I find it so appealing to see the knowledge and competence from our openEHR community being applied into other systems and speeding up the development and deployment process.
The last days I have also seen tweets with screenshots from other applications who build on the models developed by @ian.mcnicoll and the community. It so nice.
The guidelines changes somehow from day to day. We still think the inital design and architecture covers the needs. We deliver a flexible application with three forms and dataelements to display the status of the processes. Those artifacts can be used in different ways at our customers depending on the needs. Some use-cases so far discovered are:
- Risk assessment in the acute ward
- Daily risk assessment based on symptoms at a ordinary ward
- Contact tracing performed by infection team. The data recorded as part of the contact tracing might be sensitive. Our customers tend to set this up in an “access-group” for only a small number of personells.

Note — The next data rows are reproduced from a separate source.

PR #747, opened 2023-03-28
fix(arc-1554): call export directly on service, without react-query

bertyhell:
https://meemoo.atlassian.net/browse/ARC-1554

I'm not sure this fixes the issue, but i could not reproduce it to begin with. Maybe it only occurs on mac 🍎 🔥 

image


tourlbr (changes requested):
@bertyhell I still have the issue both ways. 10s later the second export works.

bertyhell:
I'll close this PR, since it doesn't fix the issue.
Silke will have a look at this one, since she can reproduce the problem

PR #749, opened 2023-03-28
fix(arc-1497): avoid flashing the login modal after logging in

bertyhell:
https://meemoo.atlassian.net/browse/ARC-1497

You would see the login modal after entering your credentials for a second. Now you should see the page right away.
I also fixed the issue where if you're on the search page as a logged out user, and you login that you would get redirected to the homepage.
Now you'll stay on the search page after login.

image


src/modules/auth/services/auth-service/auth.service.ts
```diff
@@ -22,15 +23,28 @@ export class AuthService {
...
+
+		// Don't redirect the user back to logout, after they logged in
 		if ((originalPath || '').endsWith('/' + ROUTE_PARTS.logout)) {
 			originalPath = '/';
 		}
+
+		// Redirect /slug to the search page with filter
 		if (slug) {
-			originalPath = `/${ROUTE_PARTS.search}/${slug}`;
+			originalPath = `/${ROUTE_PARTS.search}?${ROUTE_PARTS.maintainer}=${slug}`;
```
silkederudder-shd, line 34: I'd use the same enum as used on the filter page to keep them in sync instead of adding those qp to the routes: `VisitorSpaceFilterId.Maintainer`

bertyhell: I'd like to start pulling them apart since VisitorSpaceFilterId is used as the field names in the backend for the api
And ROUTE_PARTS is used in the frontend for everything related to routes. These are also often in dutch. While the api field names will always be in english.

I think we'll have to do that anyways, since meemoo wants to see: `aanbieder=huis-van-alijn` in the url and not `maintainer=huis-van-alijn`

WardVerc1 (approved):

silkederudder-shd (approved):

src/modules/auth/services/auth-service/auth.service.ts
bertyhell: ok, i added a todo to change it
and revert back to `VisitorSpaceFilterId.Maintainer` for now

PR #751, opened 2023-03-28
fix(arc-1566): force month selection arrows to be displayed

bertyhell:
https://meemoo.atlassian.net/browse/ARC-1566


silkederudder-shd:
Looks fixed on the alerts forms but I don't think we always need to add the `flex` styling because it breaks the other datepickers:
image

silkederudder-shd (changes requested):
Looks fixed on the alerts forms but I don't think we always need to add the flex styling because it breaks the styling the other datepickers:
image

PR #756, opened 2023-03-29
Feature/arc 1525

silkederudder-shd:
**Jira ticket**
https://meemoo.atlassian.net/browse/ARC-1525

**Screenrecording**
https://user-images.githubusercontent.com/77958553/228511280-140bb3ac-16ca-4344-93d3-3e7e9946fb5a.mov


src/styles/pages/_object-detail.scss
```diff
@@ -286,6 +298,7 @@ $metadata-collapsed-width: 36vw;
 		.p-object-detail__video {
 			display: grid;
 			grid-template-rows: 1fr auto;
+			margin-top: 0.1rem;
```
silkederudder-shd, line 301: We need this line to prevent this funky thingy:
Screenshot 2023-03-29 at 11 19 51

src/pages/zoeken/[slug]/[ie]/index.tsx
```diff
@@ -735,7 +752,7 @@ const ObjectDetailPage: NextPage<ObjectDetailPageProps> = ({ title, url }) => {
 					<div className="u-pb-24 p-object-detail__actions">
 						<div className="p-object-detail__primary-actions">
 							{showMetadataExportDropdown && renderExportDropdown()}
-							{canRequestMaterial && (
+							{isNotKiosk && (
```
Comment (bertyhell) [inline src/pages/zoeken/[slug]/[ie]/index.tsx:755]: I would leave this as it is, but just as a general rule, we prefer to do user group specific showing/hiding of UI based on permissions and not based on user group.

This is because if meemoo at some point in the future would decide that they do want to show this also for kiosk users, it would require dev changes from us. While if this is checked off by a permission, they could change the permissions in the admin dashboard and the changes would happen automatically without needing dav changes.

We can convert this to a permission in v3

src/styles/pages/_object-detail.scss
bertyhell: Add a comment explaining the issue in the code.

bertyhell (approved):

WardVerc1 (approved):

PR #761, opened 2023-03-31
fix(materialRequest): show organisation if user has organisation

WardVerc1:
image


bertyhell:
for future reference: branches should start with bugfix/, feature/ or release/

silkederudder-shd (approved):

PR #1330, opened 2017-12-13
ci: Write JUnit results in realtime

kklin:
This commit modifies the integration test runner to write the test results
as individual files into a directory, rather than a single large file
containing all the tests. This way, the test result can be written right
after the test has finished, allowing users to view test results before the
entire build has completed.


kklin:
@ejj please review https://github.com/kelda/tester/pull/67 as well. I know you're probably busy -- there's no particular rush for this PR

PR #1332, opened 2017-12-14
cloud: Run less aggressively in inactive regions

ejj:
This patch gives inactive regions their own database trigger which
ignores the machine table.  Thus, changes to the machine table in
active regions, won't cause cloud lists in all regions of every
provider.  This should hopefully prevent us from bumping into request
limits in digital ocean.


cloud/cloud.go
```diff
@@ -100,17 +100,11 @@ func startClouds(conn db.Conn, ns string, stop chan struct{}) {
 func (cld *cloud) run(stop <-chan struct{}) {
 	log.Debugf("Start Cloud %s", cld)
 
-	// Note that we need to be fairly conservative about running due to request
-	// limits enforced by the cloud providers.  On unused regions we run very rarely
-	// as a result.
```
kayousterhout: Why remove this comment?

- Retrospective follow up on outpatient stays. This use-case is not so common anymore since hospitals cut down on all their elective activity.
The next days and weeks will be very interesting. We want to find out if the measures implemented by the authorities work. The situation might change for better or worse. We, as a e-health community, will have to adapt to the changes and try our best to provide the best possible systems for our beloved health care workers.
Wash your hands and keep up the good work!!!